Three harmonic waves, having equal frequency $f$ and intensity $I_0$, have phase angles $0,\frac{\pi }{4}\text{and}-\frac{\pi }{4}$ respectively. When they are superimposed, the intensity of the resultant wave is close to:

• A. $5.8I_0$
• B. $0.2I_0$
• C. $3I_0$
• D. $I_0$

Answer 1

The correct option is A $5.8I_0$

Let the amplitude of each wave is $a_1=a_2=a_3=a_0$.

Now, ${\varphi }_1=0,{\varphi }_2=\frac{\pi }{4},{\varphi }_3=-\frac{\pi }{4}$

The resultant amplitude due to superposition of second and third wave is,

$a_r=\sqrt{a_2^2+a_3^2+2a_2{a}_3\cos \left(\pi /2\right)}$

$=\sqrt{a_0^2+a_0^2+2a_0^2\left(0\right)}$

$\therefore a_r=a_0\sqrt{2}$

Also, $\tan \delta =\frac{a_2\sin {\varphi }_2+a_2\sin {\varphi }_3}{a_2\cos {\varphi }_2+a_3\cos {\varphi }_3}$

$=\frac{(\frac{a_0}{\sqrt{2}}-\frac{a_0}{\sqrt{2}})}{(\frac{a_0}{\sqrt{2}}+\frac{a_0}{\sqrt{2}})}=0$

The resultant amplitude of the above wave $(a_r=a_0\sqrt{2},\delta =0)$ and the first wave $(a_1=a_0,{\varphi }_1=0)$ is,

$A=\sqrt{a_1^2+a_r^2+2a_1{a}_r\cos \left(0\right)}$

$=\sqrt{a_0^2+2a_0^2+2a_0\left(a_0\sqrt{2}\right)}=a_0\sqrt{5.828}$

Now, the intensity is directly proportional to the square of the amplitude,

i.e. $I\propto a^2$

$\Rightarrow \frac{I_0}{I_R}=\frac{a_0^2}{(a_0\sqrt{5.828}{)}^2}$

$\therefore I_R=5.828I_0\approx 5.8I_0$

Alternate solution:

Consider the phasor diagram of the given point, at which, the three waves are arriving simultaneously.
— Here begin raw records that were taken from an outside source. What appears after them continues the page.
PR #219, opened 2018-10-16
Add odns_identity_label observable type

msprunck:
Connected to threatgrid/iroh#2162

Add `odns_identity_label` observable type that matches the `originLabel` field in the Umbrella Reporting API reponses.

### DIFF
--- a/src/ctim/schemas/vocabularies.cljc
+++ b/src/ctim/schemas/vocabularies.cljc
@@ -258,7 +258,8 @@
     "mac_address"
     "file_name"
     "file_path"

By the geometry of the figure, $a_r=a_0+a_0\sqrt{2}$

As, the intensity is directly proportional to the square of the amplitude,

$\Rightarrow \frac{I_0}{I_R}=\frac{a_0^2}{(a_0\sqrt{5.828}{)}^2}$

$\therefore I_R=5.828I_0\approx 5.8I_0$


Hence, $\left(A\right)$ is the correct answer.